PR #333, opened 2025-02-23
Update statuses

### LINKED ISSUE #332: The v2 specs state that it's the latest
From [the v2 specs](https://zarr-specs.readthedocs.io/en/latest/v2/v2.0.html):

> This specification is the latest version. See [v3](https://zarr-specs.readthedocs.io/en/latest/specs.html#zarr-specs) for previous versions.

Is v3 before v2?

sanketverma1704:
Fixes #332.

### DIFF
--- a/docs/v1/v1.0.rst
+++ b/docs/v1/v1.0.rst
@@ -13,9 +13,7 @@ interpreted as described in `RFC 2119
 Status
 ------
 
-This specification is deprecated. See `v3
-<https://zarr-specs.readthedocs.io/en/latest/v3/core/v3.0.html>`_ for the
-latest version.
+This specification is deprecated. See :ref:`zarr-specs` for the latest version.
 
 Storage
 -------
--- a/docs/v1/v1.0.rst
+++ b/docs/v1/v1.0.rst
@@ -13,7 +13,9 @@ interpreted as described in `RFC 2119
 Status
 ------
 
-This specification is deprecated. See :ref:`zarr-specs` for the latest version.
+This specification is deprecated. See `v3
+<https://zarr-specs.readthedocs.io/en/latest/v3/core/v3.0.html>`_ for the
+latest version.
 
 Storage
 -------
--- a/docs/v2/v2.0.rst
+++ b/docs/v2/v2.0.rst
@@ -12,8 +12,8 @@ used for storing Zarr arrays. The key words "MUST", "MUST NOT", "REQUIRED",
 Status
 ------
 
-This version is outdated and not actively maintained. See :ref:`zarr-specs` for
-the latest version.
+This specification has been superseded. See :ref:`zarr-specs` for the latest
+version.
 
 .. _spec_v2_storage:
 
--- a/docs/v2/v2.0.rst
+++ b/docs/v2/v2.0.rst
@@ -12,9 +12,8 @@ used for storing Zarr arrays. The key words "MUST", "MUST NOT", "REQUIRED",
 Status
 ------
 
-This version is outdated and not actively maintained. See `v3
-<https://zarr-specs.readthedocs.io/en/latest/v3/core/v3.0.html>`_ for the
-latest version.
+This version is outdated and not actively maintained. See :ref:`zarr-specs` for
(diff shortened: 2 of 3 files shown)


d-v-b:
Why change the text to refer to the newer version, when previously it was referring to the older version (zarr v1)?

sanketverma1704:
Previously, the link in the `STATUS` section across v1 and v2 referred to this page: https://zarr-specs.readthedocs.io/en/latest/specs.html.

I've updated the `STATUS` section on all three versions, linking to the latest version.

docs/v1/v1.0.rst
```diff
@@ -13,7 +13,9 @@ interpreted as described in `RFC 2119
 Status
 ------
 
-This specification is deprecated. See :ref:`zarr-specs` for the latest version.
+This specification is deprecated. See `v3
+<https://zarr-specs.readthedocs.io/en/latest/v3/core/v3.0.html>`_ for the
```
d-v-b, line 17: with this change, we will need to update the 1.0 spec again if we ever release a version after 3

sanketverma1704: Should we remove the link for v3 from v1 and v2, then?

docs/v3/core/v3.0.rst
```diff
@@ -40,6 +40,8 @@ Status of this document
 
 ZEP0001 was accepted on May 15th, 2023 via https://github.com/zarr-developers/zarr-specs/issues/227.
 
+This specification is the latest version.
```
d-v-b, line 43:
```suggestion
```
If the spec says "this is the latest version", then we have to change the spec when we release a new version. We can prevent this by simply not stating "this is the latest version".

docs/v1/v1.0.rst
d-v-b: It is true forever for both v1 and v2 that they have been superseded, but it doesn't make sense to hard-code the latest version of the spec in the old spec documents. I think the correct thing is to say "there's a new version [link to list of zarr spec versions]", which I think is what was supposed to happen from the start

d-v-b:
to keep things simple, how about just fix the specific problem reported in https://github.com/zarr-developers/zarr-specs/issues/332?

docs/v3/core/v3.0.rst
sanketverma1704: I agree, but I think the author of the latest version should take responsibility for adding the text to avoid confusion, as seen in #332.

d-v-b:
the problem reported in #332 is that the link text is "v3" when it should be "the list of zarr specs" or something equivalent

docs/v2/v2.0.rst
```diff
@@ -12,8 +12,8 @@ used for storing Zarr arrays. The key words "MUST", "MUST NOT", "REQUIRED",
 Status
 ------
 
-This specification is the latest version. See :ref:`zarr-specs` for previous
-versions.
+This version is outdated and not actively maintained. See :ref:`zarr-specs` for
```
sanketverma1704, line 15: Is 'This version is outdated and not actively maintained' good?

d-v-b: I don't think we need to change this text here. let's keep the changes to the absolute minimum required to address the linked issue.

sanketverma1704: I'm sorry, I don't understand.

Not changing the text to say, 'This specification is the latest version' in the V2 spec doesn't solve the issue.

d-v-b: oops, I was confused about which file this was, sorry about that. I recommend saying "This specification has been superseded. See :ref:`zarr-specs` for the latest version.". I now see that it doesn't make sense to keep the original reference to previous versions, but just saying "there's a newer version" means nobody has to touch this text again if we release v4.

sanketverma1704: 'This specification has been superseded.' is a better statement.
Thanks, @d-v-b.

d-v-b (approved):

jbms (approved):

━━━━━━━━━━━━━━━━━━━━━━━━━━━━━━

**EXERCISE INSTRUCTIONS:** A single number is expected: how many lines of the data hold the string "problem".

**REPLY:** 2